Given how Nantz's discovery of the alien command center and the Marines calling in an air-strike on it appeared to have turned the tide in Los Angeles, it should have been clearer that it was the aliens' drone aircraft that were the decisive element of the battle. There's the scene where a drone hunts the Marines inside the commandeered bus and human aircraft attacking the combined-drones (the saucers) and not doing a lot of damage to them, but it could have been developed better. Maybe if there's more than one incident where we see the drones taking down human aircraft due to superior maneuverability or something like that, it would make this clearer. A scene where the Marines are pinned and an A-10 Warthog shows up and butchers the alien infantry and lighter vehicles until it's attacked by drones and the aliens start advancing again would make the point better.
The final confrontation between Nantz and Lockett could have had more emotional impact if Lockett's facial expression had changed at all during Nantz's recitation of the names of those who died under him or if, when Nantz describes his brother, tears start rolling down his face. Lockett visits his brother's grave earlier in the film and talks to him as though he's there, so it's obvious they were close.
Although the theorizing the aliens have come to Earth to take the liquid water to fuel their machines could have been written off as blather from a TV talking head, bringing that in at all wasn't helpful to the movie. The aliens wouldn't need to invade Earth to get liquid water--if they've got interstellar space travel ability, it shouldn't be too hard to capture ice-comets or collect water from uninhabited worlds (moons like Callisto or Europa, for example). Given how the aliens appear to be aquatic and Earth is 70 percent water, making their objective colonization makes a lot more sense (and that does come in--"we are being colonized!").
Before anyone says this is a popcorn movie and one doesn't need to take plausibility seriously, it is possible to have one's cake and eat it too. It's not like I'm suggesting action scenes be cut or unrealistic amounts of exposition dropped in. Just cut the "they're using our liquid water to fuel their machines" tidbit from the TV and explicitly state the orange things they passed by when they infiltrate the alien command area via the sewer system were alien egg sacs.
The Verdict
A fun movie that could have been better. 6.5 out of 10.
Additional Comments
Something I've noticed about the reviews is that many of the bad reviews (that is, most of them) take issue with the film as being too gung-ho, being a love letter to the U.S. Marine Corps, too patriotic, etc. and use that as additional grounds (besides the characterization issues) to criticize it.
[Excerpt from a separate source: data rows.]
Issue #269, opened 2016-05-24
Perform Forge-style puppet syncs where content units already exist in Pulp


jeremycline:
This is from https://pulp.plan.io/issues/1937

The problem boiled down to the importer recognizing the content was already in Pulp, but failing to associate it with the repository.

The test steps would be as follows:

1. upload or sync a module to repo1
2. perform a sync on repo2 against a forge-style repository (one with a modules.json file) that includes the module from 1.
3. Assert the module from 1. is in the published repo2.

To do this in pulp-admin, it could be something as simple as:

1. pulp-admin puppet repo create --repo-id=repo1 --feed=http://forge.puppetlabs.com --queries=torssh
2. pulp-admin puppet repo sync run --repo-id=repo1
3. pulp-admin puppet repo create --repo-id=repo2 --feed=http://forge.puppetlabs.com --queries=torssh
4. pulp-admin puppet repo sync run --repo-id=repo2

Ichimonji10:
Thanks for the clear explanation and the steps for reproducing. This looks easy to implement as an automated test case...

danuzclaudes:
@Ichimonji10 Thank you for the comments!

While trying to extract the content-unit-counts for each repository, I found out a very subtle detail of this issue. The very first repository, at a clean state of db, would have counts as:
```
Content Unit Counts:  
  Puppet Module: 2
\n\n\n
```

However, for the rest of repositories, they would only have counts as:
```
Content Unit Counts: 
\n\n\n
```

And **even all those repositories are all deleted, the following new repos would still have no counts**, until an execution of `pclean`.

In that case. this pull request has been revised to react to the above output.

Ichimonji10:
Fixed by #293.

PR #293, opened 2016-06-07
Fix up Pulp Issue #1937

danuzclaudes:
This commit fixes the issue: https://github.com/PulpQE/pulp-smash/issues/269.

It creates two repositories with the same feed content. By synchronizing both repos, check if the 2nd repo would have content; otherwise, the sync will fail.

Test output:
```
[vagrant@dev pulp-smash]$ python -m unittest pulp_smash.tests.puppet.cli
.test_sync_from_puppet_skip_duplicate_content.SyncFromPuppetSkipDuplicateContentTestCase
F
FAIL: test_sync_puppet_forge (pulp_smash.tests.puppet.cli
.test_sync_from_puppet_skip_duplicate_content.SyncFromPuppetSkipDuplicateContentTestCase)
Create two Puppet repositories and trigger their syncs.
  File "pulp_smash/tests/puppet/cli/test_sync_from_puppet_skip_duplicate_content.py", line 66, in test_sync_puppet_forge
    self.assertIsNot(first_repo_counts, 0, 'Counts should be non-zero.')
AssertionError: unexpectedly identical: 0 : Counts should be non-zero.

Ran 1 test in 13.514s

FAILED (failures=1)
```

The test fails due to either of the two cases:
1. At a clean state of the database, the 1st repository would have non-zero content counts, while the 2nd has no content.
2. Otherwise, neither the 1st nor the 2nd repository would have content.

[1] https://pulp.plan.io/issues/1937

### DIFF
--- a/pulp_smash/tests/puppet/cli/test_sync_from_puppet_skip_duplicate_content.py
+++ b/pulp_smash/tests/puppet/cli/test_sync_from_puppet_skip_duplicate_content.py
@@ -1,0 +1,102 @@
+# coding=utf-8
+"""Tests that to verify Puppet sync on duplicate contents."""
+from __future__ import unicode_literals
+
+import unittest2
+
+from pulp_smash import cli, config, utils
+from pulp_smash.constants import PUPPET_FEED, PUPPET_QUERY
+from pulp_smash.tests.puppet.utils import set_up_module as setUpModule  # noqa pylint:disable=unused-import
+
+
+class SyncFromPuppetSkipDuplicateContentTestCase(unittest2.TestCase):
+    """Test whether the importer recognizes the content already in Pulp.
+
+    According to `Pulp #1937`_, Pulp sometimes fails to sync units into a
+    repository if the unit already existed.
+
+    How do we test this? The test steps would be as follows:
+
+    1. upload or sync a module to repo1
+    2. perform a sync on repo2 against a forge-style repository
+       (one with a modules.json file) that includes the module from 1.
+    3. Assert the module from 1. is in the published repo2.
+       (i.e., check if the they have identical counts of content units)
+
+    Please see reference from: https://github.com/PulpQE/pulp-smash/issues/269
+
+    The end result is a test case that syncs an existing Puppet modules
+    into two repositories and check whether the 2nd would have same amount
+    of content units with the 1st.
+
+    .. _Pulp #1937: https://pulp.plan.io/issues/1937
+
+    """
+
+    def test_sync_puppet_forge(self):
+        """Create two Puppet repositories and trigger their syncs."""
+        cfg = config.get_config()
+        utils.pulp_admin_login(cfg)
+
+        # Create two different repositories and schedule them for syncs.
+        repo_ids = [utils.uuid4() for _ in range(2)]
+        client = cli.Client(cfg)
+
+        for repo_id in repo_ids:
+            # Create the repository.
+            cmd = (
+                'pulp-admin puppet repo create '
+                '--repo-id {} --feed {} --queries {}'
+            ).format(repo_id, PUPPET_FEED, PUPPET_QUERY)
+            client.run(cmd.split())
+
+            # Delete the repository.
+            cmd = 'pulp-admin puppet repo delete --repo-id {}'.format(repo_id)
+            self.addCleanup(client.run, cmd.split())
+
+            # Sync the repository.
+            cmd = (
+                'pulp-admin puppet repo sync run --repo-id {}'
+            ).format(repo_id)
+            client.run(cmd.split())
+
+        # Verify that all the repositories have an identical non-zero
+        # number of content units present with the 1st one
+        first_repo_counts = get_content_counts_by_repo_id(repo_ids[0], cfg)
+        self.assertIsNot(first_repo_counts, 0, 'Counts should be non-zero.')
+        for repo_id in repo_ids:
+            # Compute current repository's content unit counts
+            if repo_id is not repo_ids[0]:
+                counts = get_content_counts_by_repo_id(repo_id, cfg)
+                self.assertIsNot(counts, 0, 'Counts should be non-zero.')
+                self.assertEqual(
+                    first_repo_counts,
+                    counts,
+                    'The numbers of content units are not equal.'
+                )
+
+
+def get_content_counts_by_repo_id(repo_id, server_config):
+    """Tell how many puppet modules are in a repository.
+
+    :param repo_id: A Puppet repository ID.
+    :param  pulp_smash.config.ServerConfig server_config: Information
+        about the Pulp server being targeted.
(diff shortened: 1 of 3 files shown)


pulp_smash/tests/puppet/cli/test_sync_from_puppet_skip_duplicate_content.py
```diff
@@ -0,0 +1,70 @@
...
+    def test_sync_puppet_forge(self):
+        """Create two Puppet repositories and trigger their syncs."""
+        cfg = config.get_config()
+        utils.pulp_admin_login(cfg)
+
+        # Create two different repositories and schedule them for syncs.
+        repo_id1 = utils.uuid4()
+        repo_id2 = utils.uuid4()
+        if repo_id2 == repo_id1:
+            repo_id2 = utils.uuid4()
```
Ichimonji10: The chance of producing duplicate values is approximately one in 340,000,000,000,000,000,000,000,000,000,000,000,000. No need to check for duplicates.

What happens if this test needs a third repo? Should a variable named `repo_id3` be created? Naaah. Use a list to store this information.

pulp_smash/tests/puppet/cli/test_sync_from_puppet_skip_duplicate_content.py
```diff
@@ -0,0 +1,70 @@
...
+            # Sync the repository.
+            cmd = (
+                'pulp-admin puppet repo sync run --repo-id {}'
+            ).format(repo_id)
+            client.run(cmd.split())
+
+        # Delete the two repos.
+        for repo_id in (repo_id1, repo_id2):
+            cmd = 'pulp-admin puppet repo delete --repo-id {}'.format(repo_id)
+            self.addCleanup(client.run, cmd.split())
```
Ichimonji10: What happens if an error occurs while executing `pulp-admin puppet repo sync`? In that case, these `addCleanup` functions will never execute. `addCleanup` should run immediately after each resource is created.

Ichimonji10:
Please add some assertions verifying Pulp's behaviour. Just because a sync succeeded doesn't mean that the desired content units are actually present in a repository. A good check would be to run `pulp-admin puppet repo list` (or some similar command) against each repository, and ensuring that both repositories have an identical non-zero number of content units present.

Generate documentation with `make docs-html` and run `git diff`. You should see some additional changes in `docs/` that should be added.

pulp_smash/tests/puppet/cli/test_sync_from_puppet_skip_duplicate_content.py
```diff
@@ -0,0 +1,70 @@
...
+    Please see reference from: https://github.com/PulpQE/pulp-smash/issues/269
+
+    To do this in pulp-admin, it could be something as simple as:
+
+    1. pulp-admin puppet repo create --repo-id=repo1
+        --feed=http://forge.puppetlabs.com --queries=torssh
+    2. pulp-admin puppet repo sync run --repo-id=repo1
+    3. pulp-admin puppet repo create --repo-id=repo2
+        --feed=http://forge.puppetlabs.com --queries=torssh
+    4. pulp-admin puppet repo sync run --repo-id=repo2
```
Ichimonji10: Heh. I appreciate thorough documentation. Even so, this is a bit verbose. We want to tell *what*, not *how*. We want to be able to do things like change the `--queries=torssh` in our test without having to also update this docstring.

pulp_smash/tests/puppet/cli/test_sync_from_puppet_skip_duplicate_content.py
danuzclaudes: @Ichimonji10: so a simple `repos = list(); repos.add(utils.uuid4()); repos.add(utils.uuid4())` would be fine?

Ichimonji10: Yes, that's fine. A more concise way to write that is:

```python
repo_ids = [utils.uuid4() for _ in range(2)]
```

danuzclaudes:
@Ichimonji10 Thank you for the comments!

While trying to extract the content-unit-counts for each repository, I found out a very subtle detail of this issue. The very first repository, at a clean state of db, would have count of 2 as:
```
Id:                   repo1
Content Unit Counts:  
  Puppet Module: 1
```

However, for the rest of repositories, they would only have counts as:
```
Id:                   repo2
Content Unit Counts:
```

And **even all those repositories have been deleted, the following new repos would still have no counts**, until an execution of `pclean`.

In that case. the code has been revised to react to the above output; it will verify that counts are non-zero and identical.

Ichimonji10:
> While trying to extract the content-unit-counts for each repository, I found out [...]

:+1: I found the same thing.

pulp_smash/tests/puppet/cli/test_sync_from_puppet_skip_duplicate_content.py
```diff
@@ -0,0 +1,102 @@
...
+        :param repo_id: the repository's id with which to get content counts
+        :param  client: the convenience object to execute commands
+        :return:    the number of content units of repository
+        """
+        cmd = (
+            'pulp-admin puppet repo list --repo-id {} '
+            '--fields content_unit_counts'
+        ).format(repo_id)
+        completed_proc = client.run(cmd.split())
+        output = getattr(completed_proc, 'stdout').split('Puppet Module:')
```
Ichimonji10: What happens if there's more than one type of content unit in this repository? For example:

```python
>>> mytext = (
...   'foo bar biz baz\n'
...   'Puppet Module: 5\n'
...   'one two three four'
... )
>>> mytext.split('Puppet Module:')
['foo bar biz baz\n', ' 5\none two three four']
```

In this case, the call to `int(output[1].strip())` will fail. A more robust solution is to find the one line of text containing the keyword 'Puppet Module:', and to parse that one line. Also, this logic seems like something that other test cases might want to make use of. A standalone function will be more re-usable.

Use a function like the following instead:

```python
def _get_n_puppet_modules(server_config, repo_id):
    """Tell how many puppet modules are in a repository.

        Pulp server being targeted.
    :param repo_id: A Puppet repository ID.
    :returns: The number of puppet modules in a repository, as an ``int``.
    """
    keyword = 'Puppet Module:'
    completed_proc = cli.Client(server_config).run((
        'pulp-admin puppet repo list --repo-id {} --fields content_unit_counts'
    ).format(repo_id).split())
    lines = [
        line for line in completed_proc.stdout.splitlines() if keyword in line
    ]
    assert len(lines) < 2
    if len(lines) == 0:
        return 0
    else:
        return int(lines[1].split(keyword)[1].strip())
```

Ichimonji10:
Merged, with a follow-up commit of 56f47781507a7a12f6a7746c57175337d8965ebc. Thank you, @danuzclaudes!

elyezer:
:tada:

Is something wrong with that? Does the cultural class (I can say that--I'm a journalist) think somehow more
sophisticated to portray U.S. Marines as war criminals or tormented mental cases than portraying them as the heroes most of them are?
It's true that in the past, movies could be Narmishly (see TVTropes) gung-ho or even glorified war, but going too far in the other direction into cynicism and even bashing the military isn't good either. After all, the film does depict Martinez's inexperience causing problems for those under his command, another Marine apparently suffering from Post-Traumatic Stress Disorder (who probably should have been elaborated on more), and friction between Lockett and Nantz, so it's not like the Marines in the film are unrealistically flawless.